While this could provide a potential mechanism through which our environment – for example the food we eat – can lead to changes in gene expression, it remains unclear how histone marks are really coupled to cellular metabolism and how this might affect chromatin organisation* and gene activity.
In this study, Robert Schneider’s team from the Institute of Functional Epigenetics (IFE) at Helmholtz Zentrum München and LMU looked at two novel modifications, propionylation and butyrylation (i.e. the addition of propionyl and butyryl groups to the histone proteins). The researchers found that propionyl and butyryl groups can be present on histone H3, specifically at lysine residue 14 (H3K14).

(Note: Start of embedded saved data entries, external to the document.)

PR #96228, opened 2026-07-25
Port React's @gate test directive to the e2e harness

acdlite:
The test suite has accumulated a bunch of patterns for disabling tests that are known to fail under some configuration: `it.skip`, `if (isNextDev) { test('skipped in dev mode', () => {}); return }`, whole describes toggled off by checking `process.env.__NEXT_CACHE_COMPONENTS`. These all have the same flaw: nothing tells you when the thing you skipped starts working. The test stays disabled forever, and the workaround it was guarding rots along with it.

React solves this with the `@gate` pragma, and this PR ports it to the Next.js e2e harness:

```ts
// Blocked on the optimization that marks a route as fully static when
// no dynamic params are referenced in Server Components.
// @gate !cacheComponents
it('navigates to a page with a lazily-generated static param', async () => {
  // body unchanged
})
```

The test still runs. If the condition is false and the test fails, the failure is absorbed and the suite stays green. If it _passes_, the suite fails: the gate is stale, delete it. So instead of a skip that hides a fixed bug indefinitely, you get a CI failure the day the fix lands.

When the condition is static, the inversion is Jest's own `test.failing` under the hood. A lazy condition isn't known until the fixture's resolved config is read inside the body, so those tests invert at runtime instead.

`// @force-gate <condition>` skips for real — for tests that can't even be attempted (prefetching is disabled in dev, deploy has no local build output, the fixture won't build under the condition), and for tests of a new API, where the disabled state can only throw and running it proves nothing:

```ts
// Prefetching is disabled in dev, so this suite has nothing to test.
// @force-gate prefetching
describe('segment cache prefetch scheduling', () => {
  // ...
})
```

There's no staleness check in that case, so this is a judgment call: prefer `@gate` when the off state fails for a meaningful reason — the flag changes behavior that already exists — and `@force-gate` when the body can only throw because the API doesn't exist. A static condition (mode, bundler) resolves at collection time into a normal Jest skip. A lazy condition resolves at runtime, and when a lazy force-gate on a describe is false, we skip the fixture build entirely — that's what makes it usable for suites whose fixtures are build-incompatible with the condition. (One caveat: Jest has no way to skip a test that's already running, so these report as passing with a warning in the log, not as skipped.)

Conditions live in a hand-written registry. I considered deriving the lazy ones from the config schema automatically, but a gate is a claim about which dimension of the test matrix explains a failure, and I'd rather each of those claims be spelled out with a description. Referencing an undeclared name fails the suite at collection time, so a typo can't silently disable a gate.

The important design decision for lazy conditions is that they read the fixture's _resolved_ config, never `process.env`. The env var isn't the truth: `__NEXT_CACHE_COMPONENTS=true` only applies when the fixture doesn't set `cacheComponents` itself, and config resolution implies flags the fixture never mentions (`cacheComponents: true` alone turns on `experimental.ppr`). Resolution happens in a child process, because in-process `loadConfig` would leak the fixture's `.env` files into the Jest worker. Suites with no lazy gate never pay for any of this.

The condition expression is parsed using a small grammar (also ported from the React repo). An expression that doesn't parse fails the suite:

```ts
// @gate mode === 'start' && !cacheComponents
// @gate !(turbopack || rspack)
```

There's also a runtime version, mirroring React's `gate(flags => flags.enableFoo)`, for tests that run under both states but assert differently (and for `it.each`, where the pragma can't attach):

```ts
import { gate } from 'next-test-utils'

it('renders the fallback', async () => {
  if (await gate((conditions) => conditions.cacheComponents)) {
    // PPR: the fallback is part of the static shell
  } else {
    // fully dynamic: the fallback streams in
  }
})
```

It also accepts the pragma expression language as a string: `await gate('cacheComponents && !dev')`.

Docs are in `test/lib/gate/README.md`; `test/unit/gate/` covers the transform, the expression language, and the runtime.

### DIFF
--- a/.agents/skills/gate-tests/SKILL.md
+++ b/.agents/skills/gate-tests/SKILL.md
@@ -1,0 +1,194 @@
+---
+name: gate-tests
+description: >
+  How to use the `@gate` / `@force-gate` test directives instead of `it.skip`
+  or fake-green skip patterns. Use when a test is known-failing under some
+  test-matrix dimension (dev mode, a bundler, an experimental flag like
+  cacheComponents), when converting `if (isNextDev) return` guards or
+  env-var `describe.skip` branches, when adding a condition to
+  test/lib/gate/conditions.ts, or when keying a fixture's experimental flag
+  on a __NEXT_TEST_AXIS letter. Covers directive choice, condition tiers,
+  the test-axis fixture pattern, pitfalls, and verification commands.
+user-invocable: false
+metadata:
+  internal: true
+---
+
+# Gating tests with `@gate` / `@force-gate`
+
+Full reference: [`test/lib/gate/README.md`](../../../test/lib/gate/README.md).
+This skill is the decision guide: which directive to reach for, the standard
+conversion patterns, and how to verify.
+
+## Never write these — gate instead
+
+| Anti-pattern                                                           | Replacement                                                                 |
+| ---------------------------------------------------------------------- | --------------------------------------------------------------------------- |
+| `it.skip('...')` for a known failure                                   | `// @gate <cond>` (or `@gate FIXME` if no condition explains it)            |
+| `if (isNextDev) { test('skipped in dev mode', () => {}); return }`     | `// @force-gate prefetching` (or `!dev`) on the `describe`                  |
+| `(flagEnabled ? describe.skip : describe)(...)` keyed on `process.env` | `// @force-gate <cond>` (lazy) on the `describe`                            |
+| Duplicating a fixture directory per flag state                         | one fixture keyed on `__NEXT_TEST_AXIS` + a `@gate`/`@force-gate`           |
+| Branching expectations on `process.env.__NEXT_CACHE_COMPONENTS`        | `if (await gate((c) => c.cacheComponents))` (`gate` from `next-test-utils`) |
+
+The skip patterns are fake-greens: nothing tells you when the bug they hide is
+fixed. `@gate` still runs the body and fails the suite the day the "known
+failure" starts passing, so stale workarounds get deleted instead of rotting.
+
+## Choosing the directive
+
+Ask what kind of difference you're encoding:
+
+1. **A behavior change — both states assert something meaningful.** Don't
+   gate the test at all: fork inside the body with the runtime `gate()` —
+   same condition registry, no inversion — which pinpoints exactly what
+   differs, and also covers `it.each`, where a pragma cannot attach:
+   `if (await gate((c) => c.cacheComponents)) { ... } else { ... }`. It
+   mirrors React's `gate(flags => ...)`; a pragma expression string works
+   too (`await gate('cacheComponents && !dev')`). A suite-level pragma is
+   too coarse here — it hides _what_ is different between the states.
+2. **A flag that changes the behavior of existing surface**
+   (`cacheComponents`, `optimisticRouting`) **and the suite is written for one
+   state.** `// @gate <cond>` on the test or `describe`. The body runs; a
+   false condition inverts the expectation (failure absorbed, a pass fails as
+   "stale gate"). The off state fails for a meaningful reason — the behavior
+   differs — so a pass is real information: the gate is stale, delete it.
+3. **A new API — the off state proves nothing.** Typically
+   `// @force-gate <cond>` (lazy) on the `describe`. An API that throws when
+   its flag is off — or is inert, like `useOffline()`, which compiles to a
+   hook that always reports online — can only fail vacuously (often slowly,
+   by timing out), and browser e2e time is considerable, so skip the run
+   (and the fixture build) instead of paying for it. Working example:
+   `test/e2e/app-dir/use-offline/`. This is discretion, not a rule: when the
+   flag changes behavior the suite can observe, the off state is meaningful
+   and `@gate` buys the staleness check.
+4. **`@force-gate <cond>` also when running the body is impossible**, not
+   merely failing: prefetching is off in dev, deploy has no local build
+   output, the fixture cannot even build under the condition.
+   - Static condition (`!dev`, `bundler`…) → real Jest `○ skipped` at
+     collection.
+   - Lazy condition on a `describe` → the fixture **build is skipped** when
+     false; tests report passed-with-`⚠ skipped by @force-gate` (Jest cannot
+     skip at runtime). Build-skipping covers `start`/`dev` suites where
+     `nextTestSetup` owns the build — not `skipStart` suites, not deploy.
+5. Pragmas stack: a common pair is a static `// @force-gate prefetching` plus
+   a lazy `// @gate <flag>` on the same `describe`.
+
+### Is the off-state run worth its cost?
+
+Browser e2e time is not free, so weigh what the gated-off run buys. For a
+behavior flag it usually replaces a run that was already being paid for — a
+fixture that pins its flags runs identically with and without the axis set,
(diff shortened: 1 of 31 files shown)


.agents/skills/gate-tests/SKILL.md
```diff
@@ -0,0 +1,159 @@
...
+   output, the fixture cannot even build under the condition.
+   - Static condition (`!dev`, `bundler`…) → real Jest `○ skipped` at
+     collection.
+   - Lazy condition on a `describe` → the fixture **build is skipped** when
+     false; tests report passed-with-`⚠ skipped by @force-gate` (Jest cannot
+     skip at runtime). Build-skipping covers `start`/`dev` suites where
+     `nextTestSetup` owns the build — not `skipStart` suites, not deploy.
+3. Pragmas stack: a common pair is a static `// @force-gate prefetching` plus
+   a lazy `// @gate <flag>` on the same `describe`.
+4. **A body that runs under both states but asserts differently is not a
```
eps1lon: Wdyt about moving this up a bit? I oftentimes feel a top level gate is too coarse. A top-level gates makes sense for new APIs but for behavior changes an inline gate helps understand what specifically is different.

.agents/skills/gate-tests/SKILL.md
```diff
@@ -0,0 +1,159 @@
...
+  cacheComponents: true,
+  experimental: {
+    useOffline: process.env.__NEXT_TEST_VARIANT !== 'true',
+  },
+}
+```
+
+```ts
+// @force-gate prefetching
+// @gate useOffline
```
eps1lon: For React this is fine because tests can be run quickly so the overhead is minimal. For browser e2e test the cost of running a test is considerable. For new APIs there's very little point of running them at all so we might as well skip instead to avoid cost.

.agents/skills/gate-tests/SKILL.md
```diff
@@ -0,0 +1,159 @@
...
+describe('useOffline', () => { ... })
+```
+
+The plain shard exercises the feature; the variant shard asserts it is inert
```
eps1lon: We wanted to avoid "variant" to disambiguate with the "variants" feature

test/lib/gate/conditions.ts
```diff
@@ -0,0 +1,203 @@
...
+ * ## The two tiers
+ *
+ * **`staticCondition`** — the value is known before any test runs (run mode,
+ * bundler, React version). These are the only conditions `@force-gate` accepts,
+ * because a real Jest skip has to be decided while tests are being collected.
+ *
+ * **`lazyCondition`** — a predicate over the *resolved* `next.config` of the
+ * fixture the suite booted (`NextInstance.getResolvedConfig()`). The value is
+ * read the first time a gate asks for it, which is inside the test body,
+ * because nothing about the fixture exists at collection time.
```
eps1lon, line 22: This feels pretty expensive. While the env variable wasn't pretty, it was at least cheap. Setting up a fixture and resolving the config isn't.

test/lib/gate/pragma-transform.js
```diff
@@ -0,0 +1,175 @@
...
+ * This is deliberately a regex rewrite and not an AST transform: the only
+ * edited bytes are on the `it(` / `describe(` line itself, so the line numbers
+ * of every other line are preserved exactly. That matters because Jest writes
+ * `toMatchInlineSnapshot()` results back by line/column, and because stack
+ * traces should still point at the original source.
+ */
+
+/**
+ * A pragma block is one or more consecutive `// @gate` lines *immediately*
+ * followed by an `it` / `test` / `fit` / `describe` call. Anything else (a
```
eps1lon, line 31: missing `xit` which is an alias for `it.skip`

.agents/skills/gate-tests/SKILL.md
acdlite: That's what the "force" version does, it prevents it from running at all

acdlite: However I would dispute there's no reason running the tests for experimental flags. It prevents vacuous results (test that passes doesn't require the new feature to pass).

Also consider that many of our fixtures hardcode experimental flags to true today. Maybe they shouldn't, but that's a wasted CI run that this new pattern now reclaims.

.agents/skills/gate-tests/SKILL.md
acdlite: ah that's a good call, I'll rename

test/lib/gate/conditions.ts
acdlite: This is up to the discretion of the test author to choose between `@force-gate` and `@gate`.

acdlite: Oh you mean the lazy conditions thing. Yes but I think most of those cases that we would prefer to skip are statically known (e.g. we frequently disable things during deploy runs, or in dev) and can be a `@force-gate` if desired.

test/lib/gate/pragma-transform.js
acdlite: I made it error if you combine gate with `.skip` since it's ambiguous how that's meant to work.

.agents/skills/gate-tests/SKILL.md
acdlite: Added an earlier exit + updated the skill with advice

.agents/skills/gate-tests/SKILL.md
acdlite: Renamed to `__NEXT_EXPERIMENTAL_CI_SHARD`

.agents/skills/gate-tests/SKILL.md
eps1lon: I'm not seeing what value there is to run a test with an API that doesn't exist. It just throws.

.agents/skills/gate-tests/SKILL.md
```diff
@@ -0,0 +1,180 @@
...
+an experimental CI shard number and gate the suite. Key it so the flag is
+**enabled by default** — then the suite exercises the feature in plain local
+runs with no special env, and the shard run covers the off state:
+
+```js
+// next.config.js — pin every dimension except the one under test
+const nextConfig = {
+  cacheComponents: true,
+  experimental: {
+    useOffline: process.env.__NEXT_EXPERIMENTAL_CI_SHARD !== '1',
```
eps1lon: is "1" here a number or a boolean? It's a bit ambiguous because sometimes we also refer to the groups as shards. telling tests to only run if the test is in a specific bucket out of the 7 we split tests into would basically mean you want to test it randomly. If it's a boolean, we can use `'true'` instead matching existing flags we set in CI.

Also let's avoid saying "both CI runs" because the same test runs more than twice. We also have bundler, React version and Adapter as a test dimension.

acdlite: "shard" is perhaps wrong word for this concept but the idea is that there would be a fixed number of variants and you should choose which one you want it to run in. Maybe it's clearer with A, B, C instead of numbers.

acdlite: going to rename to __NEXT_TEXT_AXIS instead. I imagine we'll start out with just A and B but the reason I chose not to use a boolean is in case we want to add more later (even just temporarily).

.agents/skills/gate-tests/SKILL.md
acdlite: Switched the example to `concurrentRouterQueue` and added more guidance

eps1lon (approved):
Exciting!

Propionate and butyrate are products of fatty acid metabolism
According to the study, these modifications specifically mark highly expressed genes and their presence changes upon metabolic alterations, for example upon fasting. The researchers also showed that histone propionylation can drive transcription in the test tube (in vitro) suggesting it is a stimulatory mark capable of causing genes to be expressed when it is present.
“Interestingly, propionate and butyrate are products of fatty acid metabolism” explains Robert Schneider. “This means that these histone modifications might be a way through which the metabolic state of the cell is linked to chromatin architecture.”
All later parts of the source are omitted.